Saved entries
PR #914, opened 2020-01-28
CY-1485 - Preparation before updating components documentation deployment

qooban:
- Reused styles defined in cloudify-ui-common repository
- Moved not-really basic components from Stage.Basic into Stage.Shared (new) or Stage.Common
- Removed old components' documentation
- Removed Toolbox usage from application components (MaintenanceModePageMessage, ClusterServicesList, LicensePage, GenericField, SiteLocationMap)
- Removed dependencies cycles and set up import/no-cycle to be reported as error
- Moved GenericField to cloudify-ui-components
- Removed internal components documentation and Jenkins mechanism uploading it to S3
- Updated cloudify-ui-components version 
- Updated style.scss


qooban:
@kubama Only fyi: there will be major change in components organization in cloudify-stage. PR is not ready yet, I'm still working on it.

---

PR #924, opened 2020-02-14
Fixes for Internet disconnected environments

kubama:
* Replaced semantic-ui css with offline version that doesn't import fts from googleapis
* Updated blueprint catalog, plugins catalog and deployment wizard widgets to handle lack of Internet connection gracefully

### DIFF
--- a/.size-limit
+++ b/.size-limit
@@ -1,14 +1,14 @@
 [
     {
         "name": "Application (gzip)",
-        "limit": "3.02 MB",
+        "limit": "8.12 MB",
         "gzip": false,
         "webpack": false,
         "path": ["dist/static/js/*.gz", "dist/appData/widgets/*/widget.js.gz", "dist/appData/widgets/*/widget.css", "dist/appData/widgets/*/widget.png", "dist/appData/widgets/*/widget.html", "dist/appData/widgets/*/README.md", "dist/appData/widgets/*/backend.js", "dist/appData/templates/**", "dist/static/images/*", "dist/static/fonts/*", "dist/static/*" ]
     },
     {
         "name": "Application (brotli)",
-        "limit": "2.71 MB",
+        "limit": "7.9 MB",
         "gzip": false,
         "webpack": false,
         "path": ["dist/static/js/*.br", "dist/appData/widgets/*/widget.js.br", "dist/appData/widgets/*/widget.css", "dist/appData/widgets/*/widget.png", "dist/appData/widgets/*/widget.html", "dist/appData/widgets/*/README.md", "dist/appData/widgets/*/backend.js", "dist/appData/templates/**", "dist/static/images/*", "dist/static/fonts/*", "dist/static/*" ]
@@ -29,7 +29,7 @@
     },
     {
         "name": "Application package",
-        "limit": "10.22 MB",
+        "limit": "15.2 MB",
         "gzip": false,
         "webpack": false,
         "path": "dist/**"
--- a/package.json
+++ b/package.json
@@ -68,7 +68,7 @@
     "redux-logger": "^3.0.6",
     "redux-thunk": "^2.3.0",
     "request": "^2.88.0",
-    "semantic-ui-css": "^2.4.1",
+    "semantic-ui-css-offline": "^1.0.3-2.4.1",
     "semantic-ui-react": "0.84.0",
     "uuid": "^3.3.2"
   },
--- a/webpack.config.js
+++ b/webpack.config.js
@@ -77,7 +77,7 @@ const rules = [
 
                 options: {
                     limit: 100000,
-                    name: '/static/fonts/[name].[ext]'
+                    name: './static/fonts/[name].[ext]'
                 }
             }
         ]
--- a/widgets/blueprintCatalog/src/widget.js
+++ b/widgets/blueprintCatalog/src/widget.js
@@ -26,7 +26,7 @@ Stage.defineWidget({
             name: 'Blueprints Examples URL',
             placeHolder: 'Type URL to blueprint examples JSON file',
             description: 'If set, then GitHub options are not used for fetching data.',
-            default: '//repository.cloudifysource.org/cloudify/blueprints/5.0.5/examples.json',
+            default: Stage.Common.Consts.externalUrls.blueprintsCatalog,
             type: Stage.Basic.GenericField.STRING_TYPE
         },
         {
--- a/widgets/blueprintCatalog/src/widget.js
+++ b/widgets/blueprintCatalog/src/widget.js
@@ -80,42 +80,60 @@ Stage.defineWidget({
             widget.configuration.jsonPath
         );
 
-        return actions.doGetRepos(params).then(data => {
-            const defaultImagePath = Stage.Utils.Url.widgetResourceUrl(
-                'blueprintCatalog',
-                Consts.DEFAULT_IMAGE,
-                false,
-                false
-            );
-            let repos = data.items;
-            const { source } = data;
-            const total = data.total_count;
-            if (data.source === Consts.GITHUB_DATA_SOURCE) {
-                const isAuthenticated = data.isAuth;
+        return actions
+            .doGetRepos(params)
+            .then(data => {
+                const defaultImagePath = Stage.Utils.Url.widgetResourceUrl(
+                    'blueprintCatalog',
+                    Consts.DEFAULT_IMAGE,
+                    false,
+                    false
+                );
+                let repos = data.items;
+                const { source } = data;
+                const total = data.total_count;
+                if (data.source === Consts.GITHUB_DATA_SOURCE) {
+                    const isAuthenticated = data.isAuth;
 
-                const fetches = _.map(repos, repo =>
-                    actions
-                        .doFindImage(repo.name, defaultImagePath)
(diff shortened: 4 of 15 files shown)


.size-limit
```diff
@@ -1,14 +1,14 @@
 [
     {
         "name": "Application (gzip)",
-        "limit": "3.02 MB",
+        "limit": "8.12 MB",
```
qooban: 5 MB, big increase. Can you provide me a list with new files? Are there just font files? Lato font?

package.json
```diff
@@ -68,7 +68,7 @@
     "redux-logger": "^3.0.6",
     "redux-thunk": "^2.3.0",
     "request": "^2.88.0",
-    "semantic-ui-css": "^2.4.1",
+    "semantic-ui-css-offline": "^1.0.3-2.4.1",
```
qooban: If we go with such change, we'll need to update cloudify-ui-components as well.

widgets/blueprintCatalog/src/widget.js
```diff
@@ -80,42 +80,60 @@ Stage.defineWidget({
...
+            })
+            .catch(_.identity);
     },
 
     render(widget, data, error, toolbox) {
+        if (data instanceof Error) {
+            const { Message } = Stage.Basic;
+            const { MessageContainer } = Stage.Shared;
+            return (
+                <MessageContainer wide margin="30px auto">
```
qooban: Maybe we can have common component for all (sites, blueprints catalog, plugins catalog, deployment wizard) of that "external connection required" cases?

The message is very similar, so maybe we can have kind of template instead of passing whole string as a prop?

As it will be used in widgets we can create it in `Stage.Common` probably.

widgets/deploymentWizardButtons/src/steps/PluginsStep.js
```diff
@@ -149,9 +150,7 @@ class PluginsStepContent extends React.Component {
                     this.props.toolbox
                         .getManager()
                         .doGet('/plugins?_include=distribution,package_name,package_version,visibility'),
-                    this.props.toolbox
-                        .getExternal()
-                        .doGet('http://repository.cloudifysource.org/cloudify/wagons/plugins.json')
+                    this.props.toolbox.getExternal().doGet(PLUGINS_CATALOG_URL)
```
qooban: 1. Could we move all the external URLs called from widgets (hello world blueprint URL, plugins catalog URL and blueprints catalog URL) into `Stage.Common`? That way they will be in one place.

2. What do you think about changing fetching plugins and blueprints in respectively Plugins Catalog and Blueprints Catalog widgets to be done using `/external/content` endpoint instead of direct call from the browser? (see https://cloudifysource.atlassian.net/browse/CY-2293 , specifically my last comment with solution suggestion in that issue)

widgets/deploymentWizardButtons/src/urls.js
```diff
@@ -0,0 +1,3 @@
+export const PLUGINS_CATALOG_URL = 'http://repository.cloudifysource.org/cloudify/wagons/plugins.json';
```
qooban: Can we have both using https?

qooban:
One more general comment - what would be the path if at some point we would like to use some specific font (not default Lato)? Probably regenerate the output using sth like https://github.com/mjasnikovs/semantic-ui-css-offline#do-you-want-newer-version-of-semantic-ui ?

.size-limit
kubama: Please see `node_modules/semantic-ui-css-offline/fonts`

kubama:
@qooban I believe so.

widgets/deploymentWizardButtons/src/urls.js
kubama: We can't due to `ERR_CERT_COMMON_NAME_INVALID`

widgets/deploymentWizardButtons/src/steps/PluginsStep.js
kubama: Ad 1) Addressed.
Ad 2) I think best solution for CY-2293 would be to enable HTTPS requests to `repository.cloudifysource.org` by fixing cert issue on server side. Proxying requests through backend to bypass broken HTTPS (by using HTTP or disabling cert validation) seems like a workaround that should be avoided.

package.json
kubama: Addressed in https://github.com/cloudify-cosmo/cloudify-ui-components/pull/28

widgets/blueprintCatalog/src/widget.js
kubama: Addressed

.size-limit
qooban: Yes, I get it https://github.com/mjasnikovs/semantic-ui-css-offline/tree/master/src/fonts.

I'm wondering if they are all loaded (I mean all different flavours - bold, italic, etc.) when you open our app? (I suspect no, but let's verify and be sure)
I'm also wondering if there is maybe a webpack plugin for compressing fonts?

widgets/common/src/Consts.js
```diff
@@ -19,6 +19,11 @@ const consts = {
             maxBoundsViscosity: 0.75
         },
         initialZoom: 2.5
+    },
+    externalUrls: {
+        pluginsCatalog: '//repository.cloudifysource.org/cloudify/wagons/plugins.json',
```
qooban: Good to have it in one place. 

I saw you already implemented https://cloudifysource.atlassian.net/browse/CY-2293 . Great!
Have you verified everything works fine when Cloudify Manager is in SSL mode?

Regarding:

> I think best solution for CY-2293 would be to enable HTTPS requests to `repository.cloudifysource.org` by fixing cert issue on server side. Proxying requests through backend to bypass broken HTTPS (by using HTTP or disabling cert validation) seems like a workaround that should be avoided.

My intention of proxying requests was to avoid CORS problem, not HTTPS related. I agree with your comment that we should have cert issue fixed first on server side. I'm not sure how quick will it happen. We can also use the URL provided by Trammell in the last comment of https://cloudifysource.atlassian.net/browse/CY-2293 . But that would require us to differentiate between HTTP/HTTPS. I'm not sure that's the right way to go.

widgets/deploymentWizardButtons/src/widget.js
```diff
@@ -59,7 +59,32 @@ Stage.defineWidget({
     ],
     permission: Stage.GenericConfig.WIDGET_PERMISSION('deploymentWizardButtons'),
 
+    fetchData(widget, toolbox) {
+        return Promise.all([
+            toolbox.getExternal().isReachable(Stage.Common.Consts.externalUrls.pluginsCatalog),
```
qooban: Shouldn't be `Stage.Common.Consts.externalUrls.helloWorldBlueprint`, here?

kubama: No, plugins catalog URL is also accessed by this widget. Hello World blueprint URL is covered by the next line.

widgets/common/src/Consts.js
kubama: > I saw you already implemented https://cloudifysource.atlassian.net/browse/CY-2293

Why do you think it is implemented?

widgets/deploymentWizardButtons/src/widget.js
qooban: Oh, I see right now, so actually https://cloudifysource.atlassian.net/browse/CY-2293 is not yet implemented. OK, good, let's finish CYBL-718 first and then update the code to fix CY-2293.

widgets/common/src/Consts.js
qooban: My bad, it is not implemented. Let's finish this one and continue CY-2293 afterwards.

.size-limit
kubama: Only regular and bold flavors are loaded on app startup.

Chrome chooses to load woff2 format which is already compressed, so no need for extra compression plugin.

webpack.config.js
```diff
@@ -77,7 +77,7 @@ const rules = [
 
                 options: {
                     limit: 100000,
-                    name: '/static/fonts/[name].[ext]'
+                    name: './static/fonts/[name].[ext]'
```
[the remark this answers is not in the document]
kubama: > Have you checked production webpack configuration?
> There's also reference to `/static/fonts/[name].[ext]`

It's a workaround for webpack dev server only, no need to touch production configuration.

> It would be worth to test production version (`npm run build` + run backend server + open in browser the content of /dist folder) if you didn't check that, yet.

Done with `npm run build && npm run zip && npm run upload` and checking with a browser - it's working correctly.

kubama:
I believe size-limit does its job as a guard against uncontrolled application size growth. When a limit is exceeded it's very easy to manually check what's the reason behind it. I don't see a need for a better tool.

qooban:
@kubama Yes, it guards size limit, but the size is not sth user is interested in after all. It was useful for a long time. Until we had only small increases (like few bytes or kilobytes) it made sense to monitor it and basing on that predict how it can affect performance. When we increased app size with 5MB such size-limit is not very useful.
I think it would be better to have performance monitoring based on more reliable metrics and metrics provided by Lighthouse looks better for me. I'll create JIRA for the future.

Task objective
Begin at the line above that has "PR #914, opened 2020-01-28" and stop after the line that has "- Removed Toolbox", copying each line exactly and adding nothing else.

Problem solution
PR #914, opened 2020-01-28
CY-1485 - Preparation before updating components documentation deployment

qooban:
- Reused styles defined in cloudify-ui-common repository
- Moved not-really basic components from Stage.Basic into Stage.Shared (new) or Stage.Common
- Removed old components' documentation
- Removed Toolbox usage from application components (MaintenanceModePageMessage, ClusterServicesList, LicensePage, GenericField, SiteLocationMap)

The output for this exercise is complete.